Which lines in the material below contain the word "dxOoutCover"? Copy each of them.

- [Records to process]
════

PR #437, opened 2023-06-13
Sc magnet

PlaZMaD:
* remove  trench

* Added SND planes, SND blocks, and a script for geofile generation

* Modified muon shield for SC configuration

* added a 1m gap between the SC magnet and the warm magnet

* Added SC key

---------


olantwin:
> * remove  trench

In the code I read I don't see any changes to the trench apart from changed whitespace? Did I miss something?

>     * Added SND planes, SND blocks, and a script for geofile generation

I'm not sure I understand what you mean here. Why are you modifying the SND?

I'm looking through the other changes right now. I'll submit the review in a few mind.

python/shipDet_conf.py
```diff
@@ -451,6 +452,15 @@ def configure(run,ship_geo):
...
 
+ z_coord = [-3100, -2800, -2600]
+  #z_coord = []
+ for i in range(len(z_coord)):
+  scorplane = ROOT.ScoringPlane("sc_pl_" + str(i), ROOT.kTRUE, ROOT.kFALSE, 116.7, 253.5, 0.1)
+  scorplane.SetVetoPointName("sco" + "_" + str(i))
+  scorplane.SetZposition(z_coord[i])
+  detectorList.append(scorplane)
+
+
```
olantwin, line 463: Again, let's leave the scoring plane separate from the changes for the SC magnet, please.

shipgen/GenLinkDef.h
```diff
@@ -16,4 +16,5 @@
 #pragma link C++ class  NuageGenerator+;
 #pragma link C++ class  FixedTargetGenerator+;
 #pragma link C++ class  ALPACAGenerator+;
+// #pragma link C++ class  UnrolledMuonBackGenerator+;
```
olantwin, line 19: Remove this.

olantwin (changes requested):
@eduard322 @PlaZMaD Thanks a lot for this!

The SC code looks good (or at least good enough for now).

I'll build this now and have a look at the geometry, but apart from the unrelated changes which are not necessary for the SC magnets, this seems to be in a good enough shape to launch some simulations.

olantwin:
Is this what the geometry is supposed to look like? 
image

Are any special options needed to run with the V6 shield?

macro/run_simScript.py
```diff
@@ -108,6 +108,7 @@
 parser.add_argument("-D", "--display", dest="eventDisplay", help="store trajectories", required=False, action="store_true")
 parser.add_argument("--stepMuonShield", dest="muShieldStepGeo", help="activate steps geometry for the muon shield", required=False, action="store_true", default=False)
 parser.add_argument("--coMuonShield", dest="muShieldWithCobaltMagnet", help="replace one of the magnets in the shield with 2.2T cobalt one, downscales other fields, works only for muShieldDesign >2", required=False, type=int, default=0)
+parser.add_argument("--SC", dest="SC_mag", help="Activate SC muon shield. Configuration: 1 SC magnet (3*B_warm) + 3 warm magnets with inverted fields", required=False, default=True)
```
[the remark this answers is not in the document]
olantwin: If there is no sensible default SC configuration yet, we should also require that a geofile is given at the same time.

olantwin:
Could you please provide me with instructions and the geofile ASAP, so that I can test this? @eduard322 @PlaZMaD

I didn't notice initially, but this also targets the wrong branch. I would prefer merging tnis into the ECN3 branch to test everything together first.

olantwin:
@eduard322 @PlaZMaD If it's easier for you, we can discuss on Telegram as well.

olantwin:
Closing in favour of https://github.com/olantwin/FairShip/pull/66

PR #442, opened 2023-07-03
fixing overlap/extrusions in volMuFilter

antonioiuliano2:
Dear all,

During test with --debug 2 this weekend, before launching neutrino simulations, I found some internal overlaps/extrusions in the muon detector (volMuFilter extruded by VolCoil and overlapping with volFeYoke).

This fixes these overlaps, in the meantime I am working on splitting the volumes to add the return magnetic fields.

Best Regards,
Antonio
overlaps volMuFilter extruded


olantwin (approved):
In future, I would suggest adding proper spacing around operators, but as this is an urgent fix, I'll merge it as is.

olantwin:
Also, please copy/paste output from commands (in a code block), instead of posting screenshots, so that the code is copy-able and searchable.

PR #444, opened 2023-07-25
Add header include guard to ShipGlobals.h

olantwin:
This prevents including this header multiple times.

### DIFF
--- a/shipdata/ShipGlobals.h
+++ b/shipdata/ShipGlobals.h
@@ -1,4 +1,8 @@
+#ifndef SHIPGLOBALS_H
+#define SHIPGLOBALS_H
+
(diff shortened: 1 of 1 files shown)


antonioiuliano2 (approved):
Great, always good to hadd #ifndef when needed :)

antonioiuliano2 (approved):

antonioiuliano2:
P.S. I do not have write permissions for FairShip, so I do not think my review did count for that quota xD

olantwin:
> P.S. I do not have write permissions for FairShip, so I do not think my review did count for that quota xD

I should fix that. I trust that you'll use the power responsibly.

PR #463, opened 2024-06-11
first version of the helium-filled decay volume

yabezsh:
This is the first implementation of the option to run the simulation with helium-filled decay volume. The default behavior is the decay volume under vacuum, to call the helium-filled decay volume you should use the flag "--helium". In this configuration, the helium is only placed up to the tracking stations.

To run:     python $FAIRSHIP/macro/run_simScript.py -n 1 --helium

### DIFF
--- a/macro/run_simScript.py
+++ b/macro/run_simScript.py
@@ -138,7 +138,7 @@ parser.add_argument("--noSC", dest="SC_mag", help="Deactivate SC muon shield. Co
 parser.add_argument("--scName", help="The name of the SC shield in the database", default="sc_v6")
 parser.add_argument("--MesonMother",   dest="MM",  help="Choose DP production meson source", required=False,  default=True)
 parser.add_argument("--debug",  help="1: print weights and field 2: make overlap check", required=False, default=0, type=int, choices=range(0,3))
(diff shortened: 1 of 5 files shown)


olantwin:
Thanks @yabezsh, I'll review it tomorrow.

Sorry for the malfunctioning bot, it's now been fixed (hopefully).

macro/run_simScript.py
```diff
@@ -138,6 +138,7 @@
 parser.add_argument("--scName", help="The name of the SC shield in the database", default="sc_v6")
 parser.add_argument("--MesonMother",   dest="MM",  help="Choose DP production meson source", required=False,  default=True)
 parser.add_argument("--debug",  help="1: print weights and field 2: make overlap check", required=False, default=0, type=int, choices=range(0,3))
+parser.add_argument("--helium",  help="use helium bag for vacuum tank", required=False, action="store_const", const="helium", default="vacuums")
```
olantwin, line 141: The `required=False` is redundant here.

Nice solution with the `store_const`

I would rephrase the help message a bit, as it might be misunderstood as replacing the tank structure as well (and break the long line), but this is really nitpicking.

olantwin (approved):
Looks good to me! Thanks for doing this so quickly!

PR #466, opened 2024-06-20
(WIP) importing AdvSND geometry into SHiP

antonioiuliano2:
Dear all,

This is a draft of the AdvSND target geometry imported into SHiP.

The work is still very at an early stage, and it is currently mostly used for first studies of acceptance, before design is optimized. This preliminary pull request is only to facilitate the discussion of the development and addressing the relevant issues.


olantwin:
Please try to avoid unnecessary merges.

olantwin:
@antonioiuliano2 If there is something worth merging from this PR, we should probably cherry-pick it and open a new PR.

As it seems that this configuration will definitely not be the final one, I am closing the PR for now, but I recommend you keep the branch around.

PR #468, opened 2024-06-25
updated Decay Vessel geometry to Naples design 2024

anupama-reghunath:


veto/veto.cxx
```diff
@@ -624,94 +754,94 @@ TGeoVolume* veto::MakeMagnetSegment(Int_t seg){
...
+	if(isVert)tMagVol->AddNode(VertMagCover_X, 4 , new TGeoCombiTrans(0,-ypos,-zpos,new TGeoRotation("r",0,0,0)));
 
 
     double dxOoutCover=thiknes/2;
     double dyOoutCover=604.4*cm;
     double dzOoutCover=56.0*cm/2;
-    double xPosOutetCover = xPos-(358.2-250.4)*cm/2;
-    double yPosOutetCover = 602.4*cm;
-    double zPosOutetCover = zPos-dzOoutCover-thiknes/2;
+    double xposOutetCover = xpos-(358.2-250.4)*cm/2;
```
olantwin, line 771: What does "Outet" mean? "Oout" also is very strange. Would be good if we could give things somewhat self-explanatory names.

veto/veto.cxx
```diff
@@ -720,60 +850,60 @@ TGeoVolume* veto::MakeMagnetSegment(Int_t seg){
...
+    xpos=-255.0*cm;
+    if(isLongOutCover)tMagVol->AddNode(LongOutCover_Y4, 1 , new TGeoTranslation(xpos,ypos,zpos));
+    if(isLongOutCover)tMagVol->AddNode(LongOutCover_Y4, 2 , new TGeoTranslation(xpos,ypos,-zpos));
+    if(isLongOutCover)tMagVol->AddNode(LongOutCover_Y4, 3 , new TGeoTranslation(-xpos,ypos,zpos));
+    if(isLongOutCover)tMagVol->AddNode(LongOutCover_Y4, 4 , new TGeoTranslation(-xpos,ypos,-zpos));
 
 
     /*
-    dxOoutCover=fabs(xPosOutetCover)-thiknes;
+    dxOoutCover=fabs(xposOutetCover)-thiknes;
```
olantwin, line 906: This dead code should probably be removed instead of updated.

veto/veto.cxx
```diff
@@ -1151,6 +1272,7 @@ void veto::ConstructGeometry()
       T6Lid->SetLineColor(2);
       T6Lid->SetFillColor(2);
       tMaGVol->AddNode(T6Lid, 1, new TGeoTranslation(0, 0,fTub6z+fTub6length+f_LidThickness/2.+0.1*cm - zStartMagVol));
+      //tDecayVol->AddNode(T6Lid, 1, new TGeoTranslation(0, 0,50+-ribthick?));
```
olantwin, line 1275: Remove.

veto/vetoHit.cxx
```diff
@@ -78,13 +78,13 @@ TGeoNode* vetoHit::GetNode()
...
-        if(Zlayer<10)path+="0";
-        path+=Zlayer;
-   }
-   else {
-        path+="00";
-   }
+   //if(ShapeType<3){
+   if(Zlayer<10)path+="0";
+   path+=Zlayer;
+   //}
```
olantwin, line 84: Remove commented code.

veto/veto.cxx
```diff
@@ -385,217 +427,305 @@ int veto::liscId(TString ShapeTypeName,int blockNr ,int Zlayer,int number, int p
 
     if(ShapeType<0) id =  999999;
     else id = ShapeType*100000 + blockNr*10000 + Zlayer*100 + number*10 + position;
+    
+    //std::cout << "Generated ID for " << ShapeTypeName << ": " << id << std::endl;
```
olantwin, line 431: Remove.

veto/veto.cxx
```diff
@@ -198,23 +207,32 @@ double wx(double z){
...
+                              double dB,
+                              Int_t color,
+                              TGeoMedium *material,
+                              Bool_t sens=kFALSE)
+    {//TGeoVolume* LiScX = GeoSideObj(name, half space between ribs along z, width in X at the beginning,width in Y at the beginning,width in X at the end,width in Y at the end, change in width along X,change in width along y, kMagenta - 10, vetoMed, true);
+
+      //a1- width in X, at the beginning
+      //b1- width in Y, at the beginning
+      //a2- width in X, at the end
+      //b2- width in Y, at the end
```
olantwin, line 235: It would be best to reformat this comment in such a way that Doxygen can parse it for the automatic documentation, see e.g. here: https://en.wikipedia.org/wiki/Doxygen#Example_code

olantwin (changes requested):
With all the formatting changes and renames, it's hard to tell what significant changes have been made.

Could you maybe add what this geometry now looks like in the event display to the discussion?

If might also be good to link your slides from the software meeting.

For the formatting, I would suggest running clang-format over veto.cxx, as its formatting is very inconsistent.

olantwin:
I'll try to build and look at the geometry in more detail towards the end of the week.

fairlyons:
I did a visual inspection of the geometry and looked over the code changes. Everything looks good to me.

python/shipDet_conf.py
```diff
@@ -1,486 +1,906 @@
 #!/usr/bin/env python
 # -*- coding: latin-1 -*-
-import ROOT,os
+from __future__ import print_function
+from __future__ import division
```
olantwin, line 4: Why did you readd these? They should no longer have any function.

geometry/veto_config.yaml
olantwin, line 1: This looks great as a first example!

- It might be good to remove one of the blank lines at the top.
- Do we use "Aluminum" as a material? I think we should rename it to "Aluminium" at some point, but that's beyond the scope of this PR.

veto/veto.cxx
```diff
@@ -1,1205 +1,1151 @@
...
+
+    vetoMed = gGeoManager->GetMedium(vetoMed_name);   //! medium of veto counter, liquid or plastic scintillator
+    supportMedIn = gGeoManager->GetMedium(supportMedIn_name);       //! medium of support structure, iron, balloon
+    supportMedOut = gGeoManager->GetMedium(supportMedOut_name);     //! medium of support structure, aluminium, balloon
+    decayVolumeMed = gGeoManager->GetMedium(decayVolumeMed_name);   // decay volume, air/helium/vacuum
+
+    TGeoVolume* tDecayVol = new TGeoVolumeAssembly("DecayVolume");
+
+    // TGeoVolume* T1Lid = MakeLidSegments(1, VetoStartInnerX / 2. + wallThick, VetoStartInnerY / 2. + wallThick);
+    // tDecayVol->AddNode(T1Lid, 1, new TGeoTranslation(0, 0, zpos - zStartDecayVol+f_LidThickness/2.1));
```
olantwin, line 1105: Is there a reason to keep these lines around?

veto/vetoContFact.cxx
olantwin, line 1: Does this actually do anything?

olantwin: Maybe we could use this for geometry constants and alignment parameters? Probably worth looking at what the purpose normally is in FairRoot.

veto/vetoHit.cxx
```diff
@@ -1,106 +1,110 @@
...
+#include "TVector3.h"
+#include "veto.h"
 
 #include <iostream>
 #include <math.h>
 using std::cout;
 using std::endl;
 
-Double_t speedOfLight = TMath::C() *100./1000000000.0 ; // from m/sec to cm/ns
+Double_t speedOfLight = TMath::C() * 100. / 1000000000.0;   // from m/sec to cm/ns
```
olantwin, line 18: Shouldn't we take this value from shipunit?

veto/vetoHit.cxx
```diff
@@ -1,106 +1,110 @@
...
 TVector3 vetoHit::GetXYZ()
 {
     TGeoNavigator* nav = gGeoManager->GetCurrentNavigator();
     TGeoNode* node = GetNode();
-    TGeoBBox* shape =  (TGeoBBox*)node->GetVolume()->GetShape();
-    Double_t origin[3] = {shape->GetOrigin()[0],shape->GetOrigin()[1],shape->GetOrigin()[2]};
-    Double_t master[3] = {0,0,0};
-    nav->LocalToMaster(origin,master);
-    TVector3 pos = TVector3(master[0],master[1],master[2]);
+    TGeoBBox* shape = (TGeoBBox*)node->GetVolume()->GetShape();
```
olantwin, line 43: Please don't use C-style casts.

veto/vetoHit.cxx
```diff
@@ -1,106 +1,110 @@
...
-
-
 // -----   Public method Print   -------------------------------------------
 void vetoHit::Print(Int_t detID) const
 {
-  cout << "-I- vetoHit: veto hit " << " in detector " << fDetectorID << endl;
-  cout << "  ADC " << fdigi << " ns" << endl;
+    cout << "-I- vetoHit: veto hit " << " in detector " << fDetectorID << endl;
+    cout << "  ADC " << fdigi << " ns" << endl;
 }
```
olantwin, line 108: Let's use FairLogger here, with the INFO severity. We should avoid using cout.

veto/vetoHitOnTrack.h
olantwin, line 1: What does this class do? I never noticed it before...

veto/vetoLinkDef.h
olantwin, line 1: We need to be careful here, I'm not sure how this is parsed. Autoformatting the linkdefs using clang-format might not be a good idea.

veto/vetoPoint.cxx
```diff
@@ -4,38 +4,41 @@
...
-       << ") cm" << endl;
-  cout << "    Momentum (" << fPx << ", " << fPy << ", " << fPz
-       << ") GeV" << endl;
-  cout << "    Time " << fTime << " ns,  Length " << fLength
-       << " cm,  Energy loss " << fELoss*1.0e06 << " keV" << endl;
+    cout << "-I- vetoPoint: veto point for track " << fTrackID << " in detector " << fDetectorID << endl;
+    cout << "    Position (" << fX << ", " << fY << ", " << fZ << ") cm" << endl;
+    cout << "    Momentum (" << fPx << ", " << fPy << ", " << fPz << ") GeV" << endl;
+    cout << "    Time " << fTime << " ns,  Length " << fLength << " cm,  Energy loss " << fELoss * 1.0e06 << " keV"
+         << endl;
```
olantwin, line 42: FairLogger

geometry/veto_config.yaml
olantwin: So far this is not used yet, correct?

olantwin (changes requested):
Generally much more readable, and a great example of how hopefully all detector code will look like soon.

For the geometry changes, can you confirm that there are no overlaps?

Some git nitpicks:
- It's confusing that you committed as two different authors. Maybe something is misconfigured somewhere?
- I would be good if we could undo the merge, and rebase instead.

python/shipDet_conf.py
anupama-reghunath: I believe this was because I used a version before it was cleaned out. So when I rebased this popped back up.

geometry/veto_config.yaml
anupama-reghunath: Yes, I used the Aluminum option that was already available. It is used, you can see the usage in shipDet_conf.py .
image

veto/veto.cxx
anupama-reghunath: Well the code is technically obsolete, but I kept it just incase we plan to place anything in the future. Maybe I take it out then?

veto/vetoHit.cxx
anupama-reghunath: will remove this, I think its remnant from oldcode after rebasing with origin post clean up.

veto/veto.cxx
```diff
@@ -1,1327 +1,1113 @@
...
 }
 
 void veto::Initialize()
 {
-  FairDetector::Initialize();
-//  FairRuntimeDb* rtdb= FairRun::Instance()->GetRuntimeDb();
-//  vetoGeoPar* par=(vetoGeoPar*)(rtdb->getContainer("vetoGeoPar"));
+    FairDetector::Initialize();
+    //  FairRuntimeDb* rtdb= FairRun::Instance()->GetRuntimeDb();
+    //  vetoGeoPar* par=(vetoGeoPar*)(rtdb->getContainer("vetoGeoPar"));
```
olantwin, line 96: This code can also be removed.

geometry/veto_config.yaml
olantwin: Ah, great! I missed that in all the changes to shipDet_conf.py, and because it was in a different commit from the one introducing the yaml.

veto/vetoContFact.cxx
olantwin: To be investigated at a later time.

veto/veto.cxx
olantwin: Probably a new lid would be implemented differently anyway.
I think we can safely remove this. We can always look at older commits, if necessary.

python/shipDet_conf.py
```diff
@@ -1,486 +1,906 @@
...
+    Veto.SetVesselDimensions(
+        veto_geo.xstartInner,
+        veto_geo.xendInner,
+        veto_geo.ystartInner,
+        veto_geo.yendInner,
+        veto_geo.z0
+
+    )
+    Veto.SetLiquidVeto(1)  
+    Veto.SetPlasticVeto(1)
```
olantwin, line 111: This line surprises me. Does it actually do anything?

python/shipDet_conf.py
```diff
@@ -1,486 +1,906 @@
...
+        fn.close()
+    return EcalZSize, sz
+
+
+def posEcal(z, efile):
+    EcalZSize, sz = makeEcalGeoFile(z, efile)
+    ecal = ROOT.ecal("Ecal", ROOT.kTRUE, sz)
+    return ecal, EcalZSize
+
+def configure_veto(yaml_file):
```
olantwin, line 94: We might eventually want to load the yaml directly in the C++ file, and here only for information needed by other systems/globally.
But for now, this is a nice solution that requires no changes elsewhere.

olantwin (changes requested):
This only changed the authorship and rebased instead of merged, right?

The other nitpicks remain.

veto/veto.cxx
anupama-reghunath: ok will do.

olantwin:
#498 can now be used to rebase this and split the massive commits in a nicer way.

veto/vetoHit.cxx
```diff
@@ -1,106 +1,116 @@
...
 
-
-
 // -----   Public method Print   -------------------------------------------
 void vetoHit::Print(Int_t detID) const
 {
-  cout << "-I- vetoHit: veto hit " << " in detector " << fDetectorID << endl;
-  cout << "  ADC " << fdigi << " ns" << endl;
+    LOG(DEBUG) << "-I- vetoHit: veto hit " << " in detector " << fDetectorID ;
```
olantwin, line 112: I would remove the `-I-` here, as it indicates the INFO severity, and make the severity for the LOG(INFO) to match the past behaviour. DEBUG isn't printed by default.

veto/vetoHit.h
```diff
@@ -1,16 +1,19 @@
...
-#include "FairVolume.h"
+#ifndef VETO_VETOHIT_H_
+#define VETO_VETOHIT_H_ 1
+//#include "FairVolume.h"
 #include "ShipHit.h"
-#include "vetoPoint.h"
-#include "TObject.h"
-#include "TGeoShape.h"
-#include "TGeoPhysicalNode.h"
+//#include "vetoPoint.h"
```
olantwin, line 5: If it builds, can you remove the commented headers, please?

veto/vetoLinkDef.h
olantwin, line 1: Please don't modify this file.

veto/vetoPoint.cxx
```diff
@@ -1,41 +1,44 @@
...
 {
-  cout << "-I- vetoPoint: veto point for track " << fTrackID
-       << " in detector " << fDetectorID << endl;
-  cout << "    Position (" << fX << ", " << fY << ", " << fZ
-       << ") cm" << endl;
-  cout << "    Momentum (" << fPx << ", " << fPy << ", " << fPz
-       << ") GeV" << endl;
-  cout << "    Time " << fTime << " ns,  Length " << fLength
-       << " cm,  Energy loss " << fELoss*1.0e06 << " keV" << endl;
+  LOG(DEBUG) << "-I- vetoPoint: veto point for track " << fTrackID << " in detector " << fDetectorID;
```
olantwin, line 38: See above.

olantwin (approved):

PR #470, opened 2024-06-28
Fixed the typo in the density of the helium

yabezsh:
The density of helium was defined as 1.78e-3 g/cm3 while it should have been 1.78E-4 g/cm3.


olantwin (approved):

olantwin:
Thanks!

PR #473, opened 2024-07-02
#471 remove pyfuturepast

### LINKED ISSUE #471: Stop using future/past python modules
These are almost always no longer needed, and a leftover of when we had to support python 2 and 3 simultaneously.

════

- [Exercise response]
     double dxOoutCover=thiknes/2;
-    dxOoutCover=fabs(xPosOutetCover)-thiknes;
+    dxOoutCover=fabs(xposOutetCover)-thiknes;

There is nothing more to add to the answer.